_WHAT IS NEEDED_
Which of the lines below contain the string "console"? Copy each one.

[Saved data entries]
•••

PR #132, opened 2021-08-18
make the download progress bar consistent with the Pkg theme

KristofferC:
I thought it would look nice if Pkg and juliaup were consistent with the Pkg progress bars.

Here is Pkg:
image

And here is juliaup with the PR:
image

### DIFF
--- a/src/operations.rs
+++ b/src/operations.rs
@@ -5,6 +5,7 @@ use crate::jsonstructs_versionsdb::JuliaupVersionDB;
 use crate::utils::get_juliaup_home_path;
 use crate::utils::parse_versionstring;
 use anyhow::{anyhow, Context, Result};
+use console::style;
 use flate2::read::GzDecoder;
 use indicatif::{ProgressBar, ProgressStyle};
 use std::{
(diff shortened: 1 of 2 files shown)


src/operations.rs
```diff
@@ -86,7 +88,7 @@ pub fn install_version(
 
     std::fs::create_dir_all(target_path.parent().unwrap())?;
 
-    eprintln!("Installing Julia {} ({}).", version, platform);
+    eprintln!("{} Julia {} ({}).", style("Installing").green().bold(), version, platform);
```
davidanthoff, line 91: We might check whether that `console` package is smart enough to detect whether we are connected to a tty or not, and then only style things when we are.

davidanthoff (approved):
Yes, definitely better!

src/operations.rs
KristofferC: Looking at https://docs.rs/console/0.14.1/console/fn.colors_enabled.html, I think this should be disabled when the process is piped but good to confirm.

davidanthoff: I also looked through their issues, and I think this should be ok. We use the `atty` package to detect that, they also did at some point, then removed it because they said they had all that logic vendored, so clearly they are aware of this.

•••

_SOLUTION TO THIS PROBLEM_
+use console::style;
davidanthoff, line 91: We might check whether that `console` package is smart enough to detect whether we are connected to a tty or not, and then only style things when we are.
KristofferC: Looking at https://docs.rs/console/0.14.1/console/fn.colors_enabled.html, I think this should be disabled when the process is piped but good to confirm.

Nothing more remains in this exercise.